Sound in Silence come through with another delightful release, this time from Santiago Lizon, based in Madrid, Spain. Since 2005 and bringing together influences as diverse as IDM, Shoegaze, Post-Rock and Classical, Santiago has released three albums and three EP’s on labels such as n5MD, Platforma-LTW, Persona-Isla, Add-Sensor and Escala. He has previously contributed to the Absent Without Leave remix collection “Faded Photographs” with the track “Balloons in the Sky”

The label describe the album, his fourth as “a wonderful collection of seven melodic and emotive tracks with a total duration of 35 minutes. Each track is built slowly up with various elements blending nicely together, including complex glitchy beats, subdued bass, multiple layers of resonant synths and indistinct dreamy vocals. The final result is one of Crisopa’s best works to date, characterized by its beautiful chord progression and densely layered arrangements with lush shoegaze touches and drifting ambient swells.”
It’s recommended for fans of Boards Of Canada, Ulrich Schnauss, Port-Royal and Tycho.

“Bird Song Reincarnation” light intertwined drone tones wrap around with melodic electronics that form into a lightly throbbing based line which are joined by handclapped adorned percussion. BOC style vocals enter the mix barely decipherable to add another element. They are effected vocoder like and follow the melodic lines. Bird sounds appear as the track varies from an ambient section to an electro section. Synth stabs, bubbling underneath electronics, vocal lines and percussion share the same space at various levels before a pastoral ambience ends the track.

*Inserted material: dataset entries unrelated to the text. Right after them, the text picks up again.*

PR #14435, opened 2026-01-10
Module Manager Look and Feel

### LINKED ISSUE #12821: Fix text colour in Module column of Module Manager

rlament:
Module Manager honors the look and feel as set by the user on Windows/Mac/Linux systems. Select look and feel using the `swing.defaultlaf` system property.

- Module Manager gets the color from look and feel.
- Maintains the same look and feel for child processes (player and editor).
- Dynamically loads a custom Look and Feel.
- Supports loading of Intellij theme.json files using the FlatLaf extension.

For dark modes there are some downstream visibility issues. Some of the default buttons (server, camera, zoom) are hard to see in dark mode. Messages in the chat log are hard to read.

Custom Look and Feel can be set from the command line. Use the `swing.defaultlaf` system property to specify the class name. Define the `look.feel` property to specify a jar or json file. It can be a relative or absolute path. As a quick example of using Flatlaf on Windows, download and copy the jar to the Vassal.exe folder. Create or edit the vassal.l4j.ini file in the same folder, adding:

“I am the Lord of the Ruins” spacey ghostly ambience swirls while a delicate crystalline Synth line starts to slowly come out of the shadows to become the main element. Brought forward in an Ambient section the percussion and Synth explode into the track with layered Synth and drones, childlike sounds and a scattered drum section. A symphonic section similar to that of the ambient section before it propels the percussion once more with the subdued vocals entering into the track with the only discernible word being “Discover”. A cut up string section adds to the layers of sound with an orchestral feel. The track enters the final section with an influx of cymbals and all the elements from the earlier sections join together and lead out with an outro of electronic and acoustic drones with the chime like sounds and faint vocals disappearing into the ether.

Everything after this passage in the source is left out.